PR #1017, opened 2020-05-05
MODIS and VIIRS Fires alerts improvements

vaidotasp:
Partial for #818

This PR does the following:
1. Refactors how we create and interact with all MODIS and FIIRES layers. Previously we created them as FeatureLayers by directly accessing URL within MapImageServer. That introduced performance issues and very non-optimal queries, 1Year layer did not work at all. With this change all layers are created as MapImageLayers with their consecutive sublayer ids.
2. Redux tracking for date ranges related to these layer groups
3. Users can share date range for both layers with the usual share flow.

### DIFF
--- a/src/js/controllers/mapController.ts
+++ b/src/js/controllers/mapController.ts
@@ -1471,9 +1471,6 @@ export class MapController {
   }
 
   initializeAndSetVIIRSLayers(): any {
-    //TODO: check for state here and apply def expression
-    // const { viirsStart, viirsEnd } = store.getState().appState.leftPanel;
-    // const defExpression = `ACQ_DATE > date '${viirsStart}' AND ACQ_DATE < date '${viirsEnd}'`;
     const viirsLayers = VIIRSLayerIDs.map(({ id, url, layerIds }) => {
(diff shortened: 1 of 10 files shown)


src/js/controllers/mapController.ts
```diff
@@ -1433,96 +1437,102 @@ export class MapController {
...
+    const MODIS24 = this._map!.findLayerById('MODIS_ACTIVE_FIRES');
 
     switch (sublayerType) {
       case '24 hrs':
         {
           MODIS24.visible = true;
-          MODISLayerIDs.forEach(({ layerID }) => {
-            const specificLayer = this._map?.findLayerById(layerID);
+          MODISLayerIDs.forEach(({ id }) => {
+            const fireLayer = this._map?.findLayerById(id);
```
eyosef: It's sort of nitpicky but I was thinking `fireLayer` could be renamed to `modisLayer`

vaidotasp: ya I like it, I like super specific names so when we read the code we know exactly what is going on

◆ EXERCISE BRIEF ◆
Reproduce the entries so that each line reads exactly as it did before.

◆ TASK RESULT ◆
PR #1017, opened 2020-05-05
MODIS and VIIRS Fires alerts improvements

vaidotasp:
Partial for #818

This PR does the following:
1. Refactors how we create and interact with all MODIS and FIIRES layers. Previously we created them as FeatureLayers by directly accessing URL within MapImageServer. That introduced performance issues and very non-optimal queries, 1Year layer did not work at all. With this change all layers are created as MapImageLayers with their consecutive sublayer ids.
2. Redux tracking for date ranges related to these layer groups
3. Users can share date range for both layers with the usual share flow.

### DIFF
--- a/src/js/controllers/mapController.ts
+++ b/src/js/controllers/mapController.ts
@@ -1471,9 +1471,6 @@ export class MapController {
   }
 
   initializeAndSetVIIRSLayers(): any {
-    //TODO: check for state here and apply def expression
-    // const { viirsStart, viirsEnd } = store.getState().appState.leftPanel;
-    // const defExpression = `ACQ_DATE > date '${viirsStart}' AND ACQ_DATE < date '${viirsEnd}'`;
     const viirsLayers = VIIRSLayerIDs.map(({ id, url, layerIds }) => {
(diff shortened: 1 of 10 files shown)


src/js/controllers/mapController.ts
```diff
@@ -1433,96 +1437,102 @@ export class MapController {
...
+    const MODIS24 = this._map!.findLayerById('MODIS_ACTIVE_FIRES');
 
     switch (sublayerType) {
       case '24 hrs':
         {
           MODIS24.visible = true;
-          MODISLayerIDs.forEach(({ layerID }) => {
-            const specificLayer = this._map?.findLayerById(layerID);
+          MODISLayerIDs.forEach(({ id }) => {
+            const fireLayer = this._map?.findLayerById(id);
```
eyosef: It's sort of nitpicky but I was thinking `fireLayer` could be renamed to `modisLayer`

vaidotasp: ya I like it, I like super specific names so when we read the code we know exactly what is going on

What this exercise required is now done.